Cindy Crawford is getting candid about Austin Butler’s Elvis Presley accent.
The supermodel was put in the hot seat on the Wednesday, July 24 episode of Watch What Happens Live With Andy Cohen in a signature game of “Plead the Fifth.” Host Andy Cohen noted that Crawford’s daughter, model Kaia Gerber, is dating Butler, and asked for her “take on his never-ending Elvis accent.”
“I just thought, ‘That’s Austin to me,’” Crawford, 58, responded. “I didn’t know that he was from Anaheim,” she added, admitting she didn’t realize that Butler, who has taken on something of a Southern drawl since starring in 2022’s Elvis, is originally from California.
Even fellow guest Colman Domingo was surprised to hear about Butler’s roots. “He’s from Anaheim?” asked the Rust actor.
“Yeah, that’s where he grew up,” Crawford responded.
“He spent so long being Elvis that I think it just stuck,” she said. “I’ve never heard him … like, I didn’t know him pre-Elvis. That’s just Austin to me.”
Butler, 32, and Gerber, 22, have been dating since December 2021, after he finished filming the biopic.
Around the time of Elvis’ May 2022 release, Butler’s accent was a hot topic online as he continued to speak in the real-life Elvis’ low register long after completing the movie. Butler said he spent three years embodying the character, hence the affectation.
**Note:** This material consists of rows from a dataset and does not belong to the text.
PR #8580, opened 2025-01-12
simplify tensors before scheduling [pr]

Qazalin:
In master, scheduling goes through the following steps:
1. Recurse `big_sink` and give all UOps a BUFFER UOp.
2. Perform symbolic folding on the graph with all those BUFFERs
3. merge BUFFER UOps that simplified to the same UOp
4. Break the SINK into list[ScheduleItem]

This diff simplifies the flow by:

1. Perform symbolic folding directly on the `big_sink`
2. Give the remaining UOps BUFFERs
3. Break the SINK into list[ScheduleItem]


tinygrad/ops.py
```diff
@@ -469,21 +457,14 @@ def can_view(self):
...
   def base(self) -> UOp:
     if self.op in GroupOp.Movement: return self.src[0].base
-    return self.src[0] if self.op is Ops.VIEW and len(self.src) == 1 and self.src[0].op is not Ops.BUFFER else self
-  def view(self, new_st:ShapeTracker) -> UOp:
-    if self.st is None: return UOp(Ops.VIEW, self.dtype.base if not isinstance(self.dtype, ImageDType) else self.dtype, (self,), new_st)
-    ret = UOp(Ops.VIEW, self.dtype, (self.base,), new_st)
-    # instant folding rules
-    if new_st.contiguous and self.base.shape == new_st.shape: return self.base
-    return ret
+    return self.src[0] if self.op is Ops.VIEW and len(self.src) == 1 else self
```
geohot, line 466: self.src[0].base?

Also, can this go in w/o the rest of the PR?

Qazalin: hmm no, that's a fundamental difference between GroupOp.Movmenet and VIEW.

VIEW always applies to base. So it [asserts it resolves ](https://github.com/tinygrad/tinygrad/pull/8580/commits/faa07356ea377fee8b4837a1bbf39a3076aa9626#diff-5736814df0b2c07a42d5c1bfef6b5aa5635ce18043f4aa030e21768694259ca3R467) at src[0],
GroupOp.Movement can recursively search.

Qazalin:
figuring out threefry's contiguous pattern is the key to getting this merged.

before:
image


after:
image

now, how do we treat these tensors?

Qazalin:
prereqs:

- [ ] Fix COPY(CONST) destination device
- [ ] Upstream CONTIGUOUS folding on VIEW(BUFFER)

Then, figuring out why threefry requires that contiguous... 
https://github.com/tinygrad/tinygrad/pull/6869/files#diff-7703e7b63c9844f019ae3609629fd9c9bab290d11ae6608ed2d09edd49bab2dbR491
> also fixes weird jit behaviour with the assign.

Like that diff does not look like the real fix, because the test breaks when forced_realize is removed.

test/test_image_dtype.py
```diff
@@ -121,7 +121,7 @@ def test_lil_model(self):
       loss = x.image_dot(w1).image_dot(w2).float().max()
       loss.backward()
       sched = unwrap(w1.grad).schedule()
-      self.assertEqual(len(sched), 9)
+      self.assertEqual(len(sched), 10)
```
Qazalin, line 124: ah this was wrong before, of course that CAST should not fold with the image cast
image
One is a float tensor, the other is an ImageDType Buffer.

Qazalin:
my bad, test_complex_backward was failing because the order of graph_rewrite_map is reverse of add_buffers. So it expected the _last_ tensor's metadata.
We should really fix this by making metadata include all the tensors that mapped to that same buffer).

PR #8597, opened 2025-01-13
CUDA Turing TC

ignaciosica:
Matrix multiplication can be understood as a series of dot products between rows of the first matrix and columns of the second matrix. For each element in the resulting matrix, the corresponding row vector from the first matrix and the column vector from the second matrix are paired, and their dot product is computed. This involves multiplying each pair of corresponding elements from the two vectors and summing these products into a single scalar value. This scalar becomes the entry in the output matrix at the position defined by the row and column involved in the dot product. Repeating this process for all row-column combinations produces the full result of the matrix multiplication.

<p align="center">

</p>

The way python tc emulation works is, instead of giving the input matrix A and B for calculating C, the inputs are matrices that represent the threads collaborating to perform the matmul operation and the elements each thread is responsible of loading and storing. Following, a diagram of the input matrices for 32 collaborating threads for turing tensor cores, where each thread is responsible for loading 4 elements from matrix A, 2 elements from matrix B, and storing 4 elements from matrix C. 

<p align="center">

</p>

Now, the tricky part, is construction the rows and columns required for the matmul from this input matrices. As we already know, each tensor core has a specific thread pattern that specifies which element is responsible for loading and storing each thread from the input and output matrices. This thread pattern is encoded in the swizzle of the tensor core class. Our goal here is to "reverse" the swizzle in a way in order to perform the matmul and check if the thread pattern was performed correctly in the first place. An important observation here is that our "reverse" swizzle must come from the tensor cores documentation directly and has nothing to do with how the swizzle is performed in tinygrad implementation. In this way, this python tensor cores emulation works as a test for real tensor cores. From the documentation we get the tensor core shape and thread pattern (left). A more detailed view from the thread pattern is presented also (right).

<p align="center">

</p>

Given thread index and element from matrix C (c_map) we get the row and column from which to perform the dot product in order to calculate that element. That row and col number is what we are going to use to know which elements retrieve from the input matrices. Starting from k and the row number, we have to calculate the thread indices and elements for matrix A. Starting from k and the col number, we have to calculate the thread indices and elements for matrix B.

Keep in mind our objective. We have to construct the row from the input matrix A from the real input we have, which are the threads and elements from each thread. Going back to the image (left) we have to, given k and row number, retrieve `(a0t4,a1t4,a0t5,a1t5,a0t6,a1t6,a0t7,a1t7)` from the input matrix. That is our goal.

The easiest way to calculate this indices is to think them as a set of rules that construct the final output. As an example, I'm going to make a walkthrough in defining this rules for the A matrix. B is left as an exercise for the reader (just kidding, I'm planning to include it for both matrices for the more formal *docs* version of this).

“It really made me feel self-conscious for a second because I thought, ‘Am I being phony? Is this not my voice?’” Butler said during a February 2023 appearance on The Graham Norton Show. “Then I thought, ‘Oh, I’d have to think consciously to not talk how I am right now.’ But my voice sounds different when I talk to my dog or when I talk to my dad or when I’m here right now.”
Butler’s Elvis voice coach, Irene Bartlett, defended the actor’s lingering accent at the time. “Because of COVID shutdowns, he was working on it all the time, and it’s difficult to switch off something you’ve spent so much focus [and] time on,” she said during a January 2023 interview.
In January, Butler revealed that he hired a dialect coach to help him shake off Elvis’ accent before he began shooting Apple TV+ drama Masters of the Air, noting that production began a week after he finished Elvis.
“I started a week after,” Butler said in an interview on The Late Show With Stephen Colbert. “It was almost too fast … I was just trying to remember who I was. I was trying to remember what I liked to do.”